JAKARTA, KOMPAS.com - Wacana koalisi besar partai politik (parpol) di Pemilihan Presiden (Pilpres) 2024 belakangan ini mencuat.
Wacana ini muncul setelah Ketua Umum Partai Golkar Airlangga Hartarto berbicara kemungkinan terciptanya koalisi besar pada pesta demokrasi tahun depan.
Skema koalisi besar diprediksi terjadi apabila sebuah koalisi bergabung dengan koalisi parpol lain sehingga tercipta koalisi 'jumbo'.
Dalam menghadapi Pilpres tahun depan, hingga kini terdapat tiga koalisi yang sudah dibangun.
Ketiga koalisi tersebut mencakup, Koalisi Indonesia Bersatu (KIB) yang diisi oleh Golkar, Partai Amanat Nasional (PAN), dan Partai Persatuan Pembangunn (PPP).
Lalu Koalisi Perubahan untuk Persatuan (KPP) yang terdiri atas Partai Nasdem, Partai Demokrat, dan Partai Keadilan Sejahtera (PKS).

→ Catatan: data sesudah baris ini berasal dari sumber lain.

Issue #1149, opened 2026-07-19
Validate operand shapes before SimpleArray binary arithmetic


ThreeMonth03:
## Description

The array overloads of the `SimpleArray` arithmetic methods do not validate that their operands have matching shapes. They traverse the left-hand buffer and advance a pointer into the right-hand buffer without checking its shape or size.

Terakhir, Koalisi Kebangkitan Indonesia Raya yang diprakarsai oleh Partai Gerindra dan Partai Kebangkitan Bangsa (PKB).
Sementara, PDI Perjuangan sejauh ini belum menentukan sikapnya mengenai masa depan koalisi di Pilpres 2024.
Sementara itu, Airlangga menilai koalisi besar yang terbentuk dalam kancah politik biasanya akan memberikan keuntungan bagi Indonesia.
Hal ini disampaikan Airlangga ketika bertandang ke Nasdem Tower di Gondangdia, Jakarta, Sabtu (25/3/2023), seusai buka puasa bersama.
Pernyataan Airlangga tersebut sekaligus menanggapi soal ada atau tidaknya kemungkinan partai-partai politik membuat koalisi besar pada pilpres tahun depan.
Baca juga: Airlangga Hadir di Bukber Nasdem, Opsi Jadi Cawapres Anies Terbuka?
Namun Airlangga belum dapat memastikan koalisi besar tersebut akan terbentuk atau tidak.
"Koalisi besar di mana-mana menguntungkan Indonesia. Jadi kita tunggu tanggal mainnya," kata Airlangga.
Airlangga sendiri belum memperlihatkan tanda-tanda Golkar bersama KIB-nya akan bergabung dengan KPP.
Airlangga juga tidak banyak berkomentar ketika ditanya mengenai ada atau tidaknya ajakan dari Ketua Umum Partai Nasdem Surya Paloh untuk bergabung ke dalam KPP.